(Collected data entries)

= = = = =

PR #6827, opened 2026-08-07
fix(video-metadata): settle the cover picker's entrance

### LINKED ISSUE #6828: fix(video-metadata): settle the cover picker's entrance
Auto-created from PR #6827.

**PR:** https://github.com/divinevideo/divine-mobile/pull/6827
**Branch:** `fix/cover-picker-entrance`

hm21:
Closes #6828

## Description

Opening the cover picker flashed in four distinct ways. Each had its own cause, so they are separated into two commits.

**The cover the picker opens on was a frame of a different file.** The rendered clip inherited `thumbnailPath` from the first source clip and carried no `thumbnailTimestamp`, so its cover was a frame of the raw recording — before trim, speed, crop and filters — while the fallback timestamp pointed 210 ms into the *rendered* file. The picker showed the inherited thumbnail via the hero and then jumped to whatever sits at 210 ms. With a trim this stopped being cosmetic: the published cover could be a frame the video no longer contains. The cover is now extracted from the render output, which pairs path and timestamp by construction — the same thing the picker already does when the user confirms a frame by hand. If extraction fails it falls back to the inherited thumbnail, so a render is never left without a preview.

**The preview loaded at 0 and seeked afterwards.** `setSource` prepares at position 0, so the decoder's first frame — and `firstFrameRendered` with it — landed on frame 0, and the seek to the cover position only moved it after the texture was already on screen. `setClips` takes a `startPosition` that both platforms honour before reporting ready (Android `setMediaItems(items, startIndex, startLocalMs)` before `prepare()`, iOS seek + `forceRefresh` + preroll before `"ready"`), so the first decoded frame is the selected one.

**The player was hard-cut in over the hero's thumbnail.** `DivineVideoPlayer` skips its placeholder entirely when the first frame is already decoded at mount, which is exactly the case here — the thumbnail was already on screen because the hero flew it in. `crossFadePlaceholder: true` keeps it for the hand-off, the same reason the video editor sets it.

**The strip flipped in one frame.** The priority timestamps cover every slot, so the first batch replaces the stretched cover thumbnail in every tile at once. Tiles now fade their frame in over that fallback. The fade flag is sticky on purpose: a later batch reassigning a slot keeps the previous frame up via `gaplessPlayback` instead of dipping back to the fallback while the new file decodes. This needed a `frameBuilder` passthrough on `ClipThumbnailImage` — its `placeholder` is an error path, not a loading state, so there was no hook for a fade.

**The top bar was painted over by the flying video** and popped back in front when the hero landed, because the hero flies in the navigator's overlay, above everything the route itself paints. The bar now waits for the entrance transition and fades in. It follows `CodecHeavySurfaceGuard`: the route is read from a post-frame callback, not during build, because on the first build `ModalRoute.of` still resolves to the route being pushed *from*, whose transition has long completed — verified on device, where the first reading reported `completed` before the second reported `forward`. Opacity 0 already drops the buttons from the semantics tree, but it still hit tests, so taps are blocked separately.

Smaller: the areas either side of the strip selection are dimmed, and the confirm spinner is `BrandedLoadingIndicator` instead of a raw `CircularProgressIndicator`.

**Related Issue:** 

## Out of Scope

The page cross-fade on both push sites stays as it is. While the incoming page is translucent the screen underneath shows through, and its header sits at the same position as the cover screen's, so buttons are briefly visible there too. Removing the cross-fade fixes that (both screens share `surfaceContainerHigh`, so the swap would be invisible), but it changes the feel of the transition and was not part of what was verified here.

## Verification

- `flutter test test/screens/video_metadata_cover_screen_test.dart test/widgets/video_clip test/widgets/video_metadata test/services/video_editor/video_editor_render_service_test.dart test/services/video_editor/video_editor_render_service_progress_test.dart test/providers/video_editor_provider_test.dart test/models/divine_video_draft_cover_thumbnail_test.dart` — 354 passing
- New tests: `setClips` carries `startPositionMs` and no separate `seekTo` fires on init; the top bar is at opacity 0 mid-push and 1 after the transition lands (pushed through a real route with a matching source hero, so an actual flight runs); `ClipThumbnailImage` wraps the image with `frameBuilder` while decoding and drops it for the placeholder when decoding fails.
- No test for `renderVideoToClip` — it sits behind ProofMode and the native renderer, so a test there would be mock scaffolding rather than evidence.
- Manually verified on a real Samsung Galaxy: open the picker from the metadata screen with and without a manually chosen cover, scrub the strip, confirm, reopen.

## Type of Change

- [ ] 🧹 Code refactor
- [ ] 📝 Documentation
- [ ] 🗑️ Chore

### DIFF
--- a/mobile/lib/screens/video_metadata/video_metadata_cover_screen.dart
+++ b/mobile/lib/screens/video_metadata/video_metadata_cover_screen.dart
@@ -874,10 +874,7 @@ class _ThumbnailStripState extends State<_ThumbnailStrip> {
                   Positioned(
                     top: 0,
                     bottom: 0,
-                    left: (cursorDx - _cursorWidth / 2).clamp(
-                      0,
-                      stripWidth - _cursorWidth,
-                    ),
+                    left: cursorLeft,
                     child: IgnorePointer(
                       child: Container(
                         width: _cursorWidth,
--- a/mobile/lib/screens/video_metadata/video_metadata_cover_screen.dart
+++ b/mobile/lib/screens/video_metadata/video_metadata_cover_screen.dart
@@ -108,8 +108,15 @@ class _VideoMetadataCoverScreenState
         await controller.dispose();
         return;
       }
-      await controller.setSource(VideoClip.file(localPath));
-      if (mounted) await controller.seekTo(_selectedPosition);
+      // Prepare directly at the cover position instead of loading at 0 and
+      // seeking afterwards: the decoder's very first frame is then already
+      // the selected one. Loading-then-seeking renders frame 0 first, which
+      // flashed the wrong frame for the length of the seek right after the
+      // hero landed.
+      await controller.setClips(
+        [VideoClip.file(localPath)],
+        startPosition: _selectedPosition,
+      );
       if (mounted) {
         setState(() {
           _controller = controller;
@@ -472,6 +479,11 @@ class _VideoAreaState extends State<_VideoArea> {
           child: DivineVideoPlayer(
             controller: widget.controller,
             placeholder: _buildPlaceholder(),
+            // The thumbnail is already on screen (it is what the hero flew
+            // in) and the player is swapped in only once its first frame is
+            // decoded. Without this the widget hard-cuts thumbnail→texture,
+            // which reads as a flicker; cross-fade instead.
+            crossFadePlaceholder: true,
           ),
         ),
       ),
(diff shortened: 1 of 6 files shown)


mbradley (approved):
Took this over under the shared-ownership policy and pushed eight commits, one per finding. Everything below was verified against `f804ae23c` first-hand rather than by inspection, and four of the fixes are mutation-proven.

**Two defects worth the most attention.**

The `BrandedLoadingIndicator` swap left both confirm-spinner assertions naming `CircularProgressIndicator`, which the screen no longer builds, so both went permanently green. That removed the only guard on the confirming state. Proof: delete the `_isConfirming` reset in `_confirm` and the old assertion still passes, while the repointed one fails.

Separately, unmounting the screen while `setClips` is in flight left the controller unassigned, so `dispose()` ran against a null `_controller` and the native player, its surface and a hardware decoder were never released. Nothing else reclaims them. The controller stays in the static live-controller set for the rest of the process, and the only bulk cleanup runs at app startup against a previous VM. This one is pre-existing on `main`, where the same gap spanned two awaits, so your change narrows the window rather than opening it. Fixed here because the surrounding lines moved anyway, mirroring the guard you already use one await earlier.

**Three smaller ones.**

`AnimatedOpacity` fires `onEnd` synchronously when its duration is zero and the target changed, so `_dropFallback` ran mid-build and marked `_FadingSlotImage` dirty while the `Image` beneath it was still building. Reproduced end to end by warming a path in the image cache, mounting a slot on a still-decoding path, then reassigning to the warm one. Worth being precise about severity: the guard is an assert, stripped in profile and release, and the listener is caught to `FlutterError.reportError`, so there is no user-visible effect in any shipped build. Deferring it also lets the synchronous-load branch share one path.

The tile fade ran unconditionally while the top bar in the same screen already gated on `disableAnimationsOf`, and the strip fades every slot at once.

`BrandedLoadingIndicator` renders an `Image.asset` without `excludeFromSemantics`, so it merged an image node into the confirm button's `Semantics` while saving. The `CircularProgressIndicator` it replaced contributed no node at all, so that flag is new. Fixed at the call site; excluding it inside the widget is the durable fix but reaches other screens.

**One comment correction.** The entrance comment says `ModalRoute` resolves to the route being pushed from during the first build. It does not, it resolves to the correct route. The animation reads `completed` because Navigator renders a newly pushed route offstage on its first frame so heroes can be measured, and `ModalRoute` swaps in `kAlwaysCompleteAnimation` while it is. Same conclusion, different mechanism, and the post-frame callback is load-bearing for two independent reasons.

**Added coverage.** Pinned the cover fallback in the existing progress test, which already drives `renderVideoToClip` end to end. That needed a `thumbnailPath` on the fixture, without which the assertion would compare null to null and never fail. Covered the two dim overlays and the `cursorLeft` clamp, which had no assertion anywhere; that one is driven by taps rather than the slider semantics, which do not move the cursor until the preview player resolves. Also stopped the clip-thumbnail tests leaking failed image-cache entries, which under the merged-isolate run outlive the file and reach later tests on the same path.

**Validation.** `flutter analyze lib test integration_test` clean. The suite from your PR description now at 355 passing. Also ran randomized ordering. CI green on all checks.

**Remaining uncertainty, stated plainly.** Three of my own changes ship without tests: the `ExcludeSemantics` wrapper, the reduced-motion gate, and the defer fix. All three hit the same harness limits. The confirming state is not observable because `_confirm`'s awaits resolve in microtasks before the first frame, and `_FadingSlotImage` never renders because `getThumbnails` returns `[]`. The defer fix was verified by reproduction rather than a committed test.

**One question for you.** The new `extractThumbnail` await sits after the final progress emit, which lands exactly `1.0`, so the bar reaches 100 percent and then the scrim stays up for the extraction. There is no timeout, while the sibling call in `video_event_publisher.dart` has a 10 second ceiling. The catch is that a timeout is not free here: if it fires, `cover` is null and the fallback reproduces the pre-fix state exactly, including the 210ms. So bounding the stall trades away the correctness this PR just bought on slow devices. A third option may be better than either: move the extraction before the final progress emit and reserve a slice of the budget for it, which fixes the stalled bar without the tradeoff. Your call on which.

Please review the pushed commits and merge when you are happy, or push back on any of them.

= = = = =

▶ **WHAT YOU ARE ASKED TO DO**
Please restate only the opening stretch of the records above: every line from the first through the one containing "Opening the cover", exactly as written.

▶ **EXERCISE OUTPUT**
PR #6827, opened 2026-08-07
fix(video-metadata): settle the cover picker's entrance

### LINKED ISSUE #6828: fix(video-metadata): settle the cover picker's entrance
Auto-created from PR #6827.

**PR:** https://github.com/divinevideo/divine-mobile/pull/6827
**Branch:** `fix/cover-picker-entrance`

hm21:
Closes #6828

## Description

Opening the cover picker flashed in four distinct ways. Each had its own cause, so they are separated into two commits.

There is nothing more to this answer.